Anytime solvers for variational inequalities: The (recursive) safe monotone flows

This paper synthesizes anytime algorithms, in the form of continuous-time dynamical systems, to solve monotone variational inequalities. We introduce three algorithms that solve this problem: the projected monotone flow, the safe monotone flow, and the recursive safe monotone flow. The first two systems admit dual interpretations: either as projected dynamical systems or as dynamical systems controlled with a feedback controller specified by a quadratic program derived using techniques from safety-critical control. The third flow bypasses the need to solve quadratic programs along the trajectories by incorporating a dynamics whose equilibria precisely correspond to such solutions, and interconnecting the dynamical systems on different time scales.
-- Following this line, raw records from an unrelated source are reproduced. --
PR #232, opened 2026-09-17
fix(delivery): optionally drop sends on full destination lanes

lucabravi:
## Problem

A single rate-limited destination can fill its per-destination delivery lane. Enqueuing another send currently blocks a shared render worker.

If enough render jobs target that destination, all render workers can become blocked and the global render queue can fill, delaying unrelated destinations.

## Change

Add the optional tuning setting:

```toml
delivery_queue_drop_on_full = false
```

When enabled, a new send is dropped if its destination lane is already full, allowing the render worker to continue processing other destinations.

The default remains `false`, preserving the existing blocking behavior. The default `delivery_queue_size` also remains unchanged at `200`.

The existing backpressure metric is retained and now counts every enqueue attempt that encounters a full destination lane, regardless of the selected policy.

## Tests

- Verify that a full lane drops new sends when the option is enabled.
- Verify that the default behavior still blocks until capacity becomes available.
- `go test ./... -count=1`


jfberry:
Thanks for this — the report and the diagnosis were both spot on. You correctly identified that the blocked `Dispatch()` calls were occupying the shared render workers, which is exactly the mechanism, and that's the part that was hard to find.

I've picked up the fix in #235 rather than send you round another review cycle, because digging into it turned up a few things that changed the shape of the remedy:

**It isn't only a "single rate-limited destination" problem.** `processJob` calls `WaitForRateLimit` synchronously in the lane drainer, and on Discord that spins on a global 50 req/sec token bucket shared by *every* Discord destination. Above ~50/s system-wide, every lane drains slowly at once — so drop-on-full would have shed across all destinations rather than quarantining the noisy one. Your Telegram case was one trigger for a more general structural issue.

**Dropping the arriving job sheds the wrong end.** A lane only fills because its drainer is parked in backoff, so the 200 buffered jobs are the stalest and the arrival is the freshest. `processJob`'s expiry gate would have thrown most of those buffered ones away at the head anyway. #235 sheds the oldest instead, so the buffer stays useful.

**Bypass jobs needed a carve-out.** This one was subtle and would have bitten hard in production: rate-limit breach notices and ban farewells go through `DispatchBypass` precisely *because* the destination is flooded — so their lane is full by definition. Under the flag they'd be dropped, and a user could be auto-disabled after `max_limits_before_stop` breaches having never received a single warning.

**Made it unconditional rather than a flag.** Stalling every render worker behind one destination isn't really a behaviour anyone would opt into, and default-`false` would have left the bug you hit unfixed for everyone who hadn't yet diagnosed it. There's precedent in the repo too — `899d364a` and `c461c906` fixed the same bug class structurally when a backing-off request pinned the platform semaphore. The render worker was just the next shared resource up the stack.

Plus a dedicated `poracle_delivery_lane_shed_total` and a `shed_lane_full` result label so the loss is actually alertable, which your PR raised the right question about.

You're credited as `Co-Authored-By` on the commit. Closing this in favour of #235 — please do give it a look, and thank you for reporting it properly instead of just raising `delivery_queue_size` and moving on.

We perform a thorough analysis of the dynamical properties of all three systems. For the safe monotone flow, we show that equilibria correspond exactly with critical points of the original problem, and the constraint set is forward invariant and asymptotically stable. The additional assumption of convexity and monotonicity allows us to derive global stability guarantees, as well as establish the system is contracting when the constraint set is polyhedral. For the recursive safe monotone flow, we use tools from singular perturbation theory for contracting systems to show KKT points are locally exponentially stable and globally attracting, and obtain practical safety guarantees. We illustrate the performance of the flows on a two-player game example and also demonstrate the versatility for interconnection and regulation of dynamical processes of the safe monotone flow in an example of a receding horizon linear quadratic dynamic game.